What a written liner warranty covers, the three layers behind it, and the paperwork that should land in your hands when the job is proven.
Short answer: a real relining warranty is written and layered. You get 50 years on the liner. You get a workmanship layer on the install. Your statutory rights sit under both. If it is not in writing, it is a mood, not a warranty.
The three layers, in plain English
Layer one is the liner. The cured pipe is warranted for 50 years, because its design life runs past that. Layer two is workmanship: the install, the junction seals, the patch bonds. If a seal we made fails, we return, re camera the line and fix it. That promise is written down too. Layer three is statutory. Australian Consumer Law applies to every trade service, whatever any document says.
The business card warranty
The written warranty
"Fifty years, no worries" said out loud.
A document naming the property, the line, the liner and the term.
Nothing about junctions or workmanship.
Liner and workmanship as separate written layers.
No evidence of installed condition.
Post cure CCTV footage attached as the baseline.
Worthless when the company changes its phone number.
Enforceable paper, plus your statutory rights beneath it.
Why the footage is part of the warranty
A warranty argument is an evidence argument. The post cure pass records the liner as installed: sealed, seamless, junctions cut and closed. If anything is disputed years later, that recording is the baseline. Both sides point at the same film. That is why we hand the footage over instead of filing it away. An operator who will not should worry you.
Read the warranty before you sign, in this order
Find the term and the subject: how many years, on what exactly. Liner and workmanship should be separate lines.
Find the proof clause: is post cure footage supplied? Keep it with the document.
Find the process: who do you contact, and what do they do? "Return, re camera, repair" is the right answer.
✕The vocabulary tell
Vague cover language with no document behind it is the tell. Whatever word an operator
uses, the only question that matters is: is it written down, is it specific, and is there
footage of the installed condition? No paper, no cover.
✓What lands in your hands
On a Reline job, handover is a package: the written 50 year liner warranty, the
workmanship terms, the before and after footage, and the itemised rate card invoice.
File all four.

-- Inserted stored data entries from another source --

PR #3465, opened 2025-07-01
feat: added safe filter with warnings for missing entity ids

chesterkmr:
## Summary by CodeRabbit

* **New Features**
  * Improved filtering of entity IDs to ensure only valid IDs are included, with warnings logged when invalid or missing IDs are encountered.
* **Chores**
  * Updated internal dependencies for data migrations.

### DIFF
--- a/apps/backoffice-v2/src/common/utils/safe-entity-id-filter/safe-entity-id-filter.ts
+++ b/apps/backoffice-v2/src/common/utils/safe-entity-id-filter/safe-entity-id-filter.ts
@@ -1,6 +1,6 @@
-export const safeEntityIdFilter = <T>(list: Array<T>, filter: (item: T) => boolean) => {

That package is worth real money at sale time, too.
Common questions
What does the 50 year warranty actually cover?
The structural liner itself: the cured pipe holding its integrity for 50 years. It is issued in writing, per job, and handed over with the post cure footage. Installation workmanship, junction seals included, is a second written layer on top.
Is a warranty that long even credible?
For this material, yes. A cured in place liner is a structural pipe with a design life beyond 50 years, and the leaders in this niche warrant accordingly. What makes it credible on paper is that it IS paper: written, specific, and attached to footage proving the installed condition.
What should I keep on file after a reline?
Four things: the written liner warranty, the workmanship warranty terms, the post cure CCTV footage, and the itemised invoice. Together they are the asset: proof of what was installed, when, by whom, and in what condition. Strata schemes should file all four with the building records.